Default `model.pretrained_model_name_or_path` in this repo is
`Qwen/Qwen3-30B-A3B` (MoE backbone example; minimum 8 GPUs per
`[[models]]`). Override at CLI:

```bash
nemotron steps run pretrain/automodel -c default \
  model.pretrained_model_name_or_path=<your-hf-id>
```

## Distributed defaults

AutoModel pretraining's default config uses FSDP2 with explicit parallelism:

```yaml
distributed:
  _target_: nemo_automodel.components.distributed.config.FSDP2Config
  dp_size: none
  tp_size: 1
  cp_size: 1
  pp_size: 1
  ep_size: 8                    # MoE expert parallelism for Qwen3-30B-A3B
  sequence_parallel: false
  activation_checkpointing: false
```

For dense (non-MoE) backbones drop `ep_size` (or set it to 1). Increase
tensor/context parallelism only when model size or sequence length requires it.
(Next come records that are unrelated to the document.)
PR #1060, opened 2023-02-09
solution

ivanm2706:


src/arrayMethodSort.js
```diff
@@ -4,8 +4,38 @@
...
+        let prev = this[i - 1];
+        let curr = this[i]
+
+        if (compareFunction(curr, prev) < 0) {
+          this[i] = prev;
+          this[i - 1] = curr;
+          count++;
+        }
+      }
+    } while (count > 0)
```
etojeDenys, line 36: we can rewrite it using a boolean variable, which will be much more readable

etojeDenys (changes requested):

src/arrayMethodSort.js
```diff
@@ -4,8 +4,38 @@
...
+    const strA = String(a);
+    const strB = String(b);
+
+    if (strA > strB) {
+      return 1;
+    } else if (strA === strB) {
+      return 0;
+    } else {
+      return -1;
+    }
```
Volodymyr-Melnyk-Fron10der, line 17: Use early return pattern
```suggestion
    if (strA > strB) {
      return 1;
    }
    
    if (strA === strB) {
      return 0;
    }
    
    return -1;
```

Volodymyr-Melnyk-Fron10der (changes requested):
Hi, looks good, only one comment

etojeDenys (approved):
looks good to me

AutoModel is the **smaller-cluster** path compared with
`pretrain/megatron_bridge`. If the user wants TP/PP/CP at scale, route them
to Megatron-Bridge instead.

## Output

Produces `checkpoint_hf` (HuggingFace safetensors). Add `convert/hf_to_megatron`
if the next consumer expects Megatron format.
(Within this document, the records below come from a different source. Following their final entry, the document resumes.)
PR #1554, opened 2023-10-25
Solution Sort

Markianek:


lerastarynets (approved):
Well done! Short and clear, I like it)

PR #1568, opened 2023-11-01
Added method Sort

IonShive:


src/arrayMethodSort.js
```diff
@@ -1,12 +1,24 @@
...
+"use strict";
 
 /**
  * Implement method Sort
  */
 function applyCustomSort() {
-  [].__proto__.sort2 = function(compareFunction) {
-    // write code here
+  [].__proto__.sort2 = function (
+    compareFunction = (a, b) => String(a) > String(b)
```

## Staleness checks (when this pack drifts)

When the upstream/repo defaults change:

- Update the dataset `_target_` if AutoModel renames `megatron_dataset`.
- Update the recipe-class names if `train_ft.py` / `train_pretrain.py` rename.
- Refresh the default model id and `min_gpus` from
  `src/nemotron/steps/pretrain/automodel/step.toml [[models]]`.
- Re-verify the FSDP2 field names and the env-var name `PRETRAIN_BLEND_PATH`.
- Keep `_step_recipe` separate from `recipe._target_` (collision rule above).